- Work order
Which lines of the entries below contain the string "header"? Copy each one.

- Record set

PR #450, opened 2024-05-13
Use ghostscript to compress workflow PDFs

qwrtln:
This reduces PDF size significantly.

### DIFF
--- a/.github/workflows/build-and-publish-rule-book.yaml
+++ b/.github/workflows/build-and-publish-rule-book.yaml
@@ -98,7 +98,7 @@ jobs:
 
       - name: Compress PDF
         run: |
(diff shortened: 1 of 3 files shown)


.github/workflows/build-and-publish-rule-book.yaml
```diff
@@ -142,6 +155,13 @@ jobs:
             for _ in {1..2}; do ${{ matrix.luaengine && 'lualatex' || 'pdflatex' }} --shell-escape '\AtBeginDocument{\toggletrue{printable}} \input{main_${{ matrix.language }}.tex}'; done
           root_file: main_${{ matrix.language }}.tex
 
+      - name: Optimize PDF
```
DarthGandalf, line 158: I didn't know you can have 2 steps with the same name

PR #469, opened 2024-05-13
Improve printable index

DarthGandalf:


qwrtln (changes requested):
Doesn't work in the workflow.

qwrtln:
This is the index page from the PDF built in the workflow:

en-55

.github/workflows/build-and-publish-rule-book.yaml
```diff
@@ -133,13 +134,9 @@ jobs:
         uses: xu-cheng/latex-action@v3
         with:
           extra_system_packages: "inkscape"
+          pre_compile: export HOMM3_PRINTABLE=1 HOMM3_LANG=${{ matrix.language }}
```
qwrtln, line 137:
```suggestion
        uses: xu-cheng/latex-action@v3
        env:
          HOMM3_PRINTABLE: 1
          HOMM3_LANG: ${{ matrix.language }}
        with:
          extra_system_packages: "inkscape"
```

qwrtln: Not sure if it works on actions, though

qwrtln: If that doesn't work, I guess you can just do 
```
echo "HOMM3_PRINTABLE=1" >> $GITHUB_ENV
```
in a previous step.

DarthGandalf:
Fixed the empty index.

Caveat: I simply took the first character, and compared their codepoints, ignoring existence of collation, so for some languages the result may be wrong. This will be easier to fix when such cases appear

qwrtln:
Ukrainian index doesn't look good. Does it work for Cyrillic alphabet?

image

qwrtln (approved):
Perfect

PR #482, opened 2024-05-15
[UA] AI Rules

SerhiiSUr:
new example


qwrtln (changes requested):
Please edit the existing file. Adding new one has no effect.

PR #485, opened 2024-05-15
Format quote properly

qwrtln:
English:
en-37

French:
fr-37

Polish:
pl-37

Ukrainian:
ua-37


DarthGandalf:
I'd probably plumb it through .po instead - it's not that different from a "section" except that it's included in 2 places and doesn't have a section header

qwrtln:
> I'd probably plumb it through .po instead - it's not that different from a "section" except that it's included in 2 places and doesn't have a section header

Good idea, wanted to implement it, but sadly po4a doesn't support it: https://github.com/mquinson/po4a/issues/405

Heegu-sama (approved):

SerhiiSUr (approved):

PR #489, opened 2024-05-16
Ranged clarification

Heegu-sama:
Added the word "enemy" to the ranged unit description so as to not imply that they can attack friendlies directly.


qwrtln:
po4a commit

qwrtln (approved):

PR #491, opened 2024-05-16
Update ua.po

SerhiiSUr:
Ranged Units update


qwrtln (changes requested):
Remove the fuzzy entry

qwrtln (approved):

PR #501, opened 2024-05-20
Readme for 1.2

qwrtln:
Standard before|after picture below. I'm open to suggestions regarding emojis.
image


evilmint:
imo there's a mess with the emojis, maybe instead of the col+row combination in the cells, just put a <a href="...">Download</a> link ?

qwrtln:
> imo there's a mess with the emojis, maybe instead of the col+row combination in the cells, just put a [Download](...) link ?

Fixed

JStanula:
I would put something like "stable_PL" "beta_EN"

qwrtln:
> I would put something like "stable_PL" "beta_EN"

Where exactly? Can you give me 4 names for EN and PL each?

JStanula:
I mean instead of "download"

DarthGandalf (approved):

PR #523, opened 2024-05-21
[FR] Adjusting paralysis token

Legrecofr:
Better layout.

fr-06

fr-06


qwrtln:
I made it so that your change is visible in the digital build, but left the old way for printable, as it looked better there.

qwrtln (approved):

PR #1171, opened 2026-07-05
Scenarios: secondary heroes also seem to give the cube

DarthGandalf:


DerSchlupf (approved):
Since only a single word was changed here, even I feel comfortable giving this my "Approval". It looks good to me and seems mergeable. 
However, this is also a test to see if my approval is actually sufficient to merge. ;)

PR #1175, opened 2026-07-06
Sell spell scroll as a whole, as alternative to other actions

DarthGandalf:
image

image

en-28
en-52

en-78


DerSchlupf:
I personally like this rule update much more then before and would be nice, if it becomes true. But actually we have another clarification from kamil and it is not so much old. Because of that I would wait with merging after we have a clear position, what's now the case.

DerSchlupf (approved):
I just read all changes and you got my approval. We should keep this changes in mind, until we got more clear statements from the devs.

qwrtln (approved):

- Result of this exercise
I'd probably plumb it through .po instead - it's not that different from a "section" except that it's included in 2 places and doesn't have a section header
> I'd probably plumb it through .po instead - it's not that different from a "section" except that it's included in 2 places and doesn't have a section header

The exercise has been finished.